*** Opening of DATA PROVIDED ***

PR #306, opened 2019-07-01
Add 4.08 support to snarky

mrmr1993:
This PR
* updates the `*.opam` files to reflect the actual version constraints
* changes the code generated by `snarky_ppx` to produce `Stdlib` instead of `Pervasives` (which is deprecated in 4.08)

There are still compilation errors in meja with 4.08, but they're slightly more involved because it interfaces with `ocaml-compiler-libs`. I haven't found a good way to support 4.07 and 4.08 simultaneously yet, so (for now) those migrations will have to happen at the time of the 4.07->4.08 change..

### DIFF
--- a/interval_union.opam
+++ b/interval_union.opam
@@ -10,13 +10,13 @@ build: [
   ["dune" "build" "-p" name "-j" jobs]
 ]
 depends: [
-  "core_kernel"
+  "core_kernel" {>= "v0.12" & < "v0.13" }
   "ppx_deriving"
   "ppx_jane"
   "bisect_ppx"
-  "jbuilder"                {build & >= "1.0+beta12"}
+  "dune"                {build & >= "1.6"}
 ]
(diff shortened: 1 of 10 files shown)


interval_union.opam
```diff
@@ -10,13 +10,13 @@ build: [
...
-  "core_kernel"
+  "core_kernel" {>= "v0.12" & < "v0.13" }
   "ppx_deriving"
   "ppx_jane"
   "bisect_ppx"
-  "jbuilder"                {build & >= "1.0+beta12"}
+  "dune"                {build & >= "1.6"}
 ]
-available: [ ocaml-version >= "4.04.1" ]
+available: [ ocaml-version >= "4.07.0" ]
```
psteckler: in some `.opam` files, the version is `4.07.1`, here it's `4.07.0` ... should these be uniform?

*** Close of DATA PROVIDED ***

EXERCISE OBJECTIVE » Return, from the entries, each line that holds "support".

OUTPUT OF THE EXERCISE »
Add 4.08 support to snarky
There are still compilation errors in meja with 4.08, but they're slightly more involved because it interfaces with `ocaml-compiler-libs`. I haven't found a good way to support 4.07 and 4.08 simultaneously yet, so (for now) those migrations will have to happen at the time of the 4.07->4.08 change..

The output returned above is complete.